One other amazing upcycle choice I'd like to highlight is Once Wed, an online wedding dress store where women can donate or purchase once-worn designer wedding gowns, bridesmaid dresses, accessories and more at a reduced cost.  For many conscious brides, a lot of thought goes into the sustainability of major purchases, especially their wedding dress. With Once Wed, brides, maids, and mothers have lots of options to upcycle their gowns to be loved again or purchase once-worn gowns for a second glorious fête.  I have a few friends who were ecstatic to find the dress of their dreams without having to purchase it new, or lovingly parted with a gown knowing the excitement it would bring to another bride through Once Wed.  


These small conscious contributions may not seem like much on their own, but added together across the wedding experience, the impact can be exponential.

Here are a few quick swaps (including those mentioned above) where you can make small choices for sustainability and have a larger impact working up to and beyond your big day:

  • Purchase ethical, sustainable jewelry — you can do this by ensuring your gemstones and metals are fairmined, fully traceable, or recycled. Bario Neal and Do Amore are both environmentally and socially conscious jewelers worth checking out.

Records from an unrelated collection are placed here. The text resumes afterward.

PR #8483, opened 2024-09-23
[MS] Adds accept tos modal

### LINKED ISSUE #7633: Implement T&Cs acceptance client-side
- On the enrollment screen, a checkbox should be added, indicating "I accept the CGU". => UI 0.5h.j
- The enrollment process is blocked as long as the checkbox is unchecked (i.e. "Next" button is disabled).
- On this same screen, a link must be added to the CGU (e.g. a static file added to the Parsec server). => UI 0.5h.j
  - CGU are server configured, not organization
- Parsec client retrieves link configuration from backend. => 2h.j
- Displays the checkbox only if a link to the CGU is present (backend link configuration). => UI 1h.j
- Information of date of acceptance should be sent to the server
- Add link on Menu for CGU to be able to read it at anytime. => UI 1h.j

Max-7:
Closes #7633 
Depends on #8471 

To test:
1. Don't forget to recompile, `python make.py i && python make.py ei`
2. Start the testbed
3. Open electron. On the device page, note the org name
4. Use the little script `python update_tos.py <OrgName>`
5. Log in to the org

Don't forget to change the locale to check if the link is updated, you can add additional locales to update_tos.py, change their name, use `en_US` or `en-us` or `en` or some kind of variations to check if the GUI manages to find the most appropriate version.

```python
# upload_tos.py. It needs requests.
import requests
import sys

response = requests.patch(
    f"http://localhost:6770/administration/organizations/{sys.argv[1]}",
    headers={"Authorization": f"Bearer s3cr3t"},
    json={"tos": {
        "en_US": "https://www.youtube.com/watch?v=dQw4w9WgXcQ",
        "fr_BE": "https://www.youtube.com/watch?v=hEmODTcKJmE",
    }},
)

print(response.status_code, response.content)
```

- [X] Describe your changes


FirelightFlagboy:
Stacked PR should be done by setting the appropriate base (master vs eula), that was not the case

client/src/locales/en-US.json
```diff
@@ -203,7 +203,18 @@
             "tosLink": "https://my.parsec.cloud/assets/pdf/Parsec-CGVU-en.pdf",
             "and": "and ",
             "privacyPolicy": "Privacy Policy",
-            "privacyPolicyLink": "https://parsec.cloud/en/politique-de-confidentialite/"
+            "privacyPolicyLink": "https://parsec.cloud/en/politique-de-confidentialite/",
+            "update": {
+                "title": "New terms of service",
+                "subtitle": "We have updated our terms of service. Please read and accept them to continue.",
+                "tosButton": "Terms Of Service",
+                "url": "https://my.parsec.cloud/assets/pdf/Parsec-CGVU-fr.pdf",
```
FirelightFlagboy, line 211: Placeholder ?

mmmarcos (changes requested):
The "normal" use cases seem to work fine: 
1. ToS defined in server, user logins, ToS dialog is displayed, user accepts ToS, login (OK)
2. User logout, then login, no ToS dialog is displayed (OK)
3. User logout, ToS updates in server, user login --> same as 1 (OK)

## Issues

### Wrong login status

- User is logged out
- TOS are updated in the server
- User tries to login, accepts the new TOS
- Login status is not updated (**KO**)
image
- Go to home, shows user is logged-in
image
- Return to org, login status is still offline (**KO**)
- Logout, then login, -- login status is online (OK)

### App state if logged-in during ToS update

If the user is logged-in and the TOS are updated on the server. The application behaves unexpectedly: 
- At first, nothing seems to change from the user perspective (menus are accesible, workspaces can be created, folders can be opened, files can be imported, etc.).
- However, some actions like attempting to sharing a workspace, result in an unrelated error: 
image
This is very disturbing for the user, who is most certainly not aware of TOS update, and the apps seems to fail wirhout any reason.

What should be done in this case it should be carefully discussed: 
- should the user be forced to log out? not great, since it could be importing files or editing a document...
- should we ask for TOS acceptance, but let them continue using until next login? asking for acceptance could potentially also block a current user operation
- should we ignore TOS update until next login? this seems the more natural and user-friendly alternative. Although it may need changes on the current TOS logic.

client/src/locales/en-US.json
```diff
@@ -203,7 +203,18 @@
...
+                "checkbox": "I have read and accept the new terms.",
```
mmmarcos, line 212:
```suggestion
                "checkbox": "I have read and accept the terms of service.",
```

client/src/locales/fr-FR.json
```diff
@@ -203,7 +203,18 @@
             "tosLink": "https://my.parsec.cloud/assets/pdf/Parsec-CGVU-fr.pdf",
             "and": "et la ",
             "privacyPolicy": "Politique de Confidentialité",
-            "privacyPolicyLink": "https://parsec.cloud/fr/politique-de-confidentialite/"
+            "privacyPolicyLink": "https://parsec.cloud/fr/politique-de-confidentialite/",
+            "update": {
+                "title": "Nouvelles conditions générales",
```
mmmarcos, line 208: To be consistent with button?
```suggestion
                "title": "Nouvelles conditions générales de vente et d'utilisation",
```

client/src/locales/fr-FR.json
```diff
@@ -203,7 +203,18 @@
...
+                "subtitle": "Nous avons mis à jour les conditions générales d'utilisation. Veuillez les consulter avant de les accepter.",
```
mmmarcos, line 209:
```suggestion
                "subtitle": "Nous avons mis à jour les conditions générales d'utilisation. Veuillez les consulter et les accepter pour continuer.",
```

mmmarcos (commented):
Minor suggestions

client/src/locales/fr-FR.json
mmmarcos: We'll stick with "condition générales ~de vente~ d'utilisation"

newsfragments/7633.feature.rst
```diff
@@ -0,0 +1 @@
+Added TOS acceptance on login if the server provides them
```
mmmarcos, line 1: Terms of Services (ToS) can now be defined in the server. Users are requested to accept them on first connection and whenever they are updated.

server/parsec/components/events.py
```diff
@@ -256,60 +257,72 @@ def __init__(self, config: BackendConfig, event_bus: EventBus):
...
+                for registered in self._registered_clients.values():
+                    if (
+                        registered.organization_id == event.organization_id
+                        and registered.user_id == event.user_id
+                    ):
+                        registered.cancel_scope.cancel()
+
+            case EventOrganizationTosUpdated():
+                # All user in the organization must re-accept the TOS before being
+                # able to use the server again.
```
mmmarcos, line 317:
```suggestion
                # All users in the organization must re-accept the TOS before being
                # able to communicate with the server again.
```

client/src/locales/en-US.json
mmmarcos: Not sure what this URL text is about, but it should probably not point to Parsec CGVU.

client/src/locales/fr-FR.json
```diff
@@ -203,7 +203,18 @@
             "tosLink": "https://my.parsec.cloud/assets/pdf/Parsec-CGVU-fr.pdf",
             "and": "et la ",
             "privacyPolicy": "Politique de Confidentialité",
-            "privacyPolicyLink": "https://parsec.cloud/fr/politique-de-confidentialite/"
+            "privacyPolicyLink": "https://parsec.cloud/fr/politique-de-confidentialite/",
+            "update": {
+                "title": "Nouvelles conditions générales d'utilisation",
+                "subtitle": "Nous avons mis à jour les conditions générales d'utilisation. Veuillez les consulter et les accepter pour continuer. Vous serez automatiquement déconnecté si vous les refusez.",
+                "tosButton": "Conditions Générales d'Utilisation",
+                "url": "https://my.parsec.cloud/assets/pdf/Parsec-CGVU-fr.pdf",
```
mmmarcos, line 211: Remove?

client/src/parsec/terms_of_service.ts
```diff
@@ -0,0 +1,40 @@
...
+    return await libparsec.clientAcceptTos(handle, updatedOn.toSeconds() as any as DateTime);
+  } else {
+    return { ok: true, value: null };
+  }
+}
+
+export async function getTOS(): Promise<Result<Tos, ClientGetTosError>> {
+  const handle = getParsecHandle();
+
+  if (handle !== null && !needsMocks()) {
```
mmmarcos, line 22: I'm not familiar with the client code: No handle means there is an error in the application? I suppose it should not happen, but could there be an error that makes `handle == null`? In that case, what is presented to the user?

Why not handling it like:
```ts
if (handle !== null) {
    // error case
}

if (!needsMocks()){
    // normal case
} else {
    // mock case
}
```

client/src/parsec/terms_of_service.ts
```diff
@@ -0,0 +1,40 @@
...
+      result.value.updatedOn = DateTime.fromSeconds(result.value.updatedOn as any as number);
+    }
+    return result;
+  } else {
+    return {
+      ok: true,
+      value: {
+        perLocaleUrls: new Map<string, string>([
+          ['en-US', 'https://www.youtube.com/watch?v=dQw4w9WgXcQ'],
+          ['fr-FR', 'https://www.youtube.com/watch?v=hEmODTcKJmE'],
```
mmmarcos, line 34: If there is even the slightest chance that this ends-up being shown to the user (see above comment), I would not put these URLs in the source code. We can just put some invalid placeholder URLs.

mmmarcos (commented):
Some comments otherwise LGTM (I've mostly reviewed changes to the `server/` directory).

client/src/parsec/terms_of_service.ts
Max-7: I like the thought of rickrolling the user in case an error occurs. But yeah, you're right, I'll replace those.

client/src/parsec/terms_of_service.ts
Max-7: No handle shouldn't be possible unless the user messes with the URL, which is not possible with Electron (only in web mode).
I'll have to do a big pass on everything related to how we mock data and how to handle these kind of errors once we got the web bindings.

libparsec/crates/client/src/event_bus.rs
```diff
@@ -218,6 +218,15 @@ impl_events!(
...
     Offline,
+    /// This event is fired by `Client::accept_tos` when the TOS acceptance has been
+    /// successful (hence it's most likely the server will now accept our next connection
+    /// attempt).
+    ///
+    /// This event is used to signify to the connection monitor that it should try
+    /// to connect to the server without delay. This is needed since, when offline,
+    /// the connection monitor has a backoff mechanism to avoid hammering the server
+    /// with connection attempts.
+    ShouldRetryConnectionNow,
```
AureliaDolo, line 229: It's an idea for later. but could that event be useful in some other places too ?

AureliaDolo (approved):
I've looked mostly at the libparsec part and it's looking good.

client/src/parsec/terms_of_service.ts
mmmarcos: Me too, and this is probably not a big issue with SaaS users. But I was thinking specially in the context of Parsec as a security solution for government agencies or in the context of product certifications.

fabienSvtr (approved):

libparsec/crates/client/src/client/tos.rs
```diff
@@ -87,7 +88,14 @@ pub async fn accept_tos(
     let request = tos_cmds::latest::tos_accept::Req { tos_updated_on };
     let rep = client_ops.cmds.send(request).await?;
     match rep {
-        tos_cmds::v4::tos_accept::Rep::Ok => Ok(()),
+        tos_cmds::v4::tos_accept::Rep::Ok => {
+            // If the TOS acception was required, it most likely means the connection
```
mmmarcos, line 92:
```suggestion
            // If TOS acceptance was required, it most likely means the connection
```

libparsec/crates/client/src/event_bus.rs
```diff
@@ -218,6 +218,15 @@ impl_events!(
     ///
     /// The SSE connection with the server has been lost.
     Offline,
+    /// This event is fired by `Client::accept_tos` when the TOS acceptance has been
+    /// successful (hence it's most likely the server will now accept our next connection
+    /// attempt).
```
mmmarcos, line 223:
```suggestion
    /// This event is fired by `Client::accept_tos` when the TOS have been accepted.
    /// It's most likely the server will now accept the next connection attempt.
```

mmmarcos (approved):
LGTM (server part)

client/electron/src/setup.ts
```diff
@@ -200,6 +200,10 @@ export class ElectronCapacitorApp {
     await this.updater?.checkForUpdates();
   }
 
+  addAuthorizedURL(url: string): void {
+    ALLOWED_URL_LIST.push(url);
```
FirelightFlagboy, line 204: Should check if url is already present in allowed list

  • Opt for glassware, dinnerware, washable napkins, and recyclable options wherever possible in place of single-use items including events leading up to the wedding such as the engagement party, bachelor/bachelorette party, and wedding shower. I once went to a friend’s wedding where they used bamboo tableware and we easily composted everything!

  • Consider emailing invitations to wedding events in lieu of snail mail.  If all-digital communication proves too challenging, meet in the middle with online RSVPS and thank you notes.  If your heart is set on paper invites, look for bundles or kits that use recycled paper, source local printing/calligraphy vendors, or DIY ways to print with less. A local St. Louis company, Cast Paper Art, produces plantable and eco-friendly stationery, paper, party favors and paper products that are equally beautiful as they are good for the Earth. 

  • Rent suits/tuxes or purchase gently used wedding attire/dresses instead of new; return, donate, or resell after your wedding. Encourage your bridal party to do the same, hello Rent the Runway!

  • Leverage natural lighting whenever possible especially in more temperate months to reduce energy usage indoors.

  • Don’t be afraid to ask your food/catering vendor to support your desire to be low waste. Donate leftover food and desserts to local shelters, and floral arrangements to hospitals, nursing homes, and assisted living communities to be enjoyed by others.  If donation isn't available, explore composting options. Ask them to serve from/on reusable tableware, utensils, etc.

  • Look for a low-waste favor alternative or experience as a way to thank your guests for attending parties and events. In case you didn’t catch this earlier, Cast Paper Art sells plantable party favors. As if embedding seeds in party favors isn’t cool enough, they can also create personalized bridal/thank you stationery by including the flowers used the day of your wedding.